Жена опять поступила не так, как следовало бы! Депрэ уже произнес было грозным голосом: «Анастази!..» – но она взглянула на него с улыбкой, и, подняв палец, остановила мужа.

Доктор прикусил язык и, приоткрыв рот от удивления, стал следить за тем, как Анастази уводит мальчугана в его комнатку в мезонине.

4. Воспитание философа

Жизнь семьи вошла в колею и потекла по-прежнему гладко и безмятежно. Утром Жан-Мари чистил лошадь и экипаж, помогал по дому, ходил с доктором гулять, а вечером Депрэ занимался с ним естественными науками, латынью и греческим. Мальчик оказался тихого и спокойного нрава, держался скромно, делал все, что от него требовали, но учение шло туго.

Жизнь доктора Депрэ была строго расписана. С утра и до полудня он трудился над фундаментальным сочинением «Фармакопея, или Исторический словарь всех медикаментов», пока излагая свои мысли и замечания на клочках бумаги. Предполагалось, что в законченном виде этот труд составит несколько томов большого формата и будет заключать в себе не только полный исторический обзор предмета, но и полезные практические указания. Однако доктор, художник в душе, предпочитал любопытный анекдот сухой научной истине. Если бы можно было, он, пожалуй, написал бы свою «Фармакопею» в легких стихах.

Статья, озаглавленная «Мумии», была уже закончена, но тут доктор несколько забежал вперед, так как сам лексикон еще не продвинулся дальше буквы «А». Зато эта статья изобиловала весьма живыми деталями, была написана сочно, красочно, вполне литературно, содержала точные научные сведения, но современный врач не нашел бы в ней ни единого практического совета. Анастази, женщина здравая во всех отношениях, сразу же это подметила и откровенно высказала мужу свое мнение.

По мере того как книга черепашьим шагом продвигалась вперед, доктор прочитывал жене вслух все написанное. Постоянно дремавшая под убаюкивающий рокот его чтения, Анастази, оказывается, не все пропускала мимо ушей, и высказанное ею мнение относительно «Мумий» сильно огорчило доктора.

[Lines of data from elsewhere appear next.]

PR #36310, opened 2023-06-26
GH-36309: [C++] Add ability to cast between scalars of list-like types

### LINKED ISSUE #36309: [C++] Ability to cast between scalars of list-like types

List scalars are very simple and don't change much between the list types (the scalar wraps an array) and currently it's not possible to cast between (list, large-list, and fixed-size-list scalars).

### Component(s)

C++

felipecrv:
### Rationale for this change

Makes it easier to work generically with different list types.

More cast implementations between list-like types of scalars.

### Are these changes tested?

Yes. With new unit tests.
* Closes: #36309

### DIFF
--- a/cpp/src/arrow/scalar.cc
+++ b/cpp/src/arrow/scalar.cc
@@ -1127,19 +1127,14 @@ Status CastImpl(const StructScalar& from, StringScalar* to) {
   return Status::OK();
 }
 
-template <typename T>
-using is_list_or_list_view_type =
-    std::integral_constant<bool, std::is_same<T, ListType>::value ||
-                                     std::is_same<T, ListViewType>::value ||
-                                     std::is_same<T, LargeListType>::value ||
-                                     std::is_same<T, FixedSizeListType>::value>;
-
-// casts between list and list-view types
+// casts between variable-length and fixed-length list types
 template <typename ToScalar>
-enable_if_t<is_list_or_list_view_type<typename ToScalar::TypeClass>::value, Status>
+enable_if_t<is_list_like_type<typename ToScalar::TypeClass>::value &&
+                ToScalar::TypeClass::type_id != Type::MAP,
+            Status>
 CastImpl(const BaseListScalar& from, ToScalar* to) {
   DCHECK(from.type->id() == Type::LIST || from.type->id() == Type::LARGE_LIST ||
-         from.type->id() == Type::LIST_VIEW || from.type->id() == Type::FIXED_SIZE_LIST);
+         from.type->id() == Type::FIXED_SIZE_LIST);
 
   if constexpr (sizeof(typename ToScalar::TypeClass::offset_type) < sizeof(int64_t)) {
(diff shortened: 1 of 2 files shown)


cpp/src/arrow/scalar.cc
```diff
@@ -1127,6 +1127,28 @@ Status CastImpl(const StructScalar& from, StringScalar* to) {
...
 }
 
+// casts between variable-length and fixed-length list types
+template <typename ToScalar>
+enable_if_t<is_list_like_type<typename ToScalar::TypeClass>::value &&
+                ToScalar::TypeClass::type_id != Type::MAP,
+            Status>
+CastImpl(const BaseListScalar& from, ToScalar* to) {
+  DCHECK(from.type->id() == Type::LIST || from.type->id() == Type::LARGE_LIST ||
+         from.type->id() == Type::FIXED_SIZE_LIST);
```
pitrou, line 1137: Careful: `MapScalar` inherits from `BaseListScalar`. Are you sure it can't use this overload?

cpp/src/arrow/scalar_test.cc
```diff
@@ -1135,6 +1136,25 @@ class TestListScalar : public ::testing::Test {
     ASSERT_NE(a0->hash(), b0->hash());
   }
 
+  void TestCast(ScalarType& scalar, const std::shared_ptr<DataType>& to_type) {
```
pitrou, line 1139: Can we avoid non-const refs?
```suggestion
  void TestCast(const ScalarType& scalar, const std::shared_ptr<DataType>& to_type) {
```

cpp/src/arrow/scalar_test.cc
```diff
@@ -391,6 +390,8 @@ class TestRealScalar : public ::testing::Test {
     ASSERT_TRUE(list_nan.ApproxEquals(list_other_nan, options));
   }
 
+  void TestListOf() { TestListOf<ListScalar>(list(type_)); }
```
pitrou, line 393: Is it me, or is `TestListOf` never called with types other than plain list?

pitrou: And can we add a cast test between map and non-map-list-like somewhere?

pitrou (changes requested):

cpp/src/arrow/scalar.cc
felipecrv: I will use `is_var_length_list` in the enable-if and expand the test cases.

felipecrv: Used a better predicate for the enable_if here and extended it to gracefully handle Map as well.

cpp/src/arrow/scalar_test.cc
felipecrv: I added `large_list` here, but note that the cast tests are the ones relevant here.

pitrou (approved):
+1, thanks for the update @felipecrv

После обеда, выждав, когда завершится процесс пищеварения, доктор отправлялся на прогулку, иногда в одиночестве, а иногда прихватывая с собой Жана-Мари. Со своей стороны, мадам Депрэ предпочла бы какой угодно труд, лишь бы не выходить из дома.

Как мы уже говорили, она была женщина деятельная, постоянно хлопотала в кухне, заботилась о материальных благах – и своих, и мужа, а как только хлопотам приходил конец, брала в руки какой-нибудь роман – и моментально над ним засыпала. Особенно возиться с мальчиком ей не приходилось, взаимная симпатия, установившаяся между ними с первого же вечера, была прочной и не ослабевала. Говорили они между собой, главным образом, на хозяйственные темы, а пару раз в месяц, нарядившись в праздничное платье, вместе ездили в Фонтенбло, откуда возвращались с покупками. Отношения между ними были самые дружеские и искренние.

Думаю, впрочем, что в глубине души Анастази немножко презирала и в то же время жалела мальчика. Достоинства, которыми природа наделила Жана-Мари, были не в ее вкусе. Другое дело, если бы он имел хорошие манеры и готов был по первому ее требованию мчаться куда угодно, если бы он был веселый, болтливый шутник. О, тогда бы она и в самом деле полюбила его как сына.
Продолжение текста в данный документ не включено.